1. Alfene: probabilmente P. Alfeno Varo di Cremona, giureconsulto e consul suffectus nell’anno 39. – immemor: il componimento, che presenta una ricercata struttura «ad anello», si apre e si chiude circolarmente sul motivo dell’oblio colpevole (Si tu oblitus es..., v. 11), posto in forte antitesi con quello della memoria (at di meminere, at meminit Fides, v. 11). 3. perfide: propriamente «sleale», «spergiuro», colui cioè che ha violato la fides.
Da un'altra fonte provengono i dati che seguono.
PR #192, opened 2026-02-06
fix(__main__.py) and add(m...p*.py/s...p*.py) two new modules in adult and module name normalization

kaifcodec:
1. Normalise the usage of `.` in `-m` flag by replacing `.` with `_`

2. Addition of two new email_scan modules in `adult/` category
      - made_p***.py
          - is_silent=False
          - uses forgot password 
      - superp***.py
          - is_silent=True


json-hunter07 (approved):
@kaifcodec That's a nice normalisation! LGTM.

PR #195, opened 2026-02-07
Add tests for engine.py

vmi98:
Added tests for all the functions in engine.py.
I also noticed that it uses asyncio.iscoroutinefunction, that is deprecated and planned  for removal in Python 3.16. (https://docs.python.org/3/deprecations/index.html). Maybe you should replace it with inspect.iscoroutinefunction() that they recommend to use instead.

### DIFF
--- a/tests/test_engine.py
+++ b/tests/test_engine.py
@@ -22,6 +22,11 @@ from user_scanner.core.result import Result
 
 
 @pytest.fixture
+def anyio_backend():
+    return 'asyncio'
+
+
+@pytest.fixture
 def github_stub():
     module = ModuleType("github")
     module.__file__ = "/some/path/email_scan/dev/github.py"


kaifcodec (dismissed):
The tests are failing locally because anyio defaults to running a Trio loop alongside the asyncio one. Since our engine and AsyncMock are strictly tied to asyncio, the Trio run crashes with a RuntimeError.
Adding this fixture fixes the issue by locking the test environment to the asyncio backend

kaifcodec (approved):
Thanks for the updates! I’ve integrated the `inspect.iscoroutinefunction` fix and the architectural docstring as we discussed.
Now that the tests are passing with your latest commit, this is ready to go. For future reference, you can actually just click "Commit Suggestion" on my review to apply those fixes instantly and keep the history even tighter, but regardless, the end result looks solid.

Great work on this!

Ma tutte le scelte lessicali insistono sul motivo centrale: l’infrazione, sul piano etico e insieme, inscindibilmente, religioso-giuridico, della fides e della pietas (prodere; fallere e i suoi derivati false e fallacum; impia; inique; irrita). 4. caelicolis: il composto caelicolae è calco omerico enniano di tono elevato e solenne (come il termine caelites di 11, 14 [T11]). Ma tutto il verso sembrerebbe una reminiscenza dell’Odissea (XIV, 83: «No, gli dèi beati non amano le azioni scellerate»).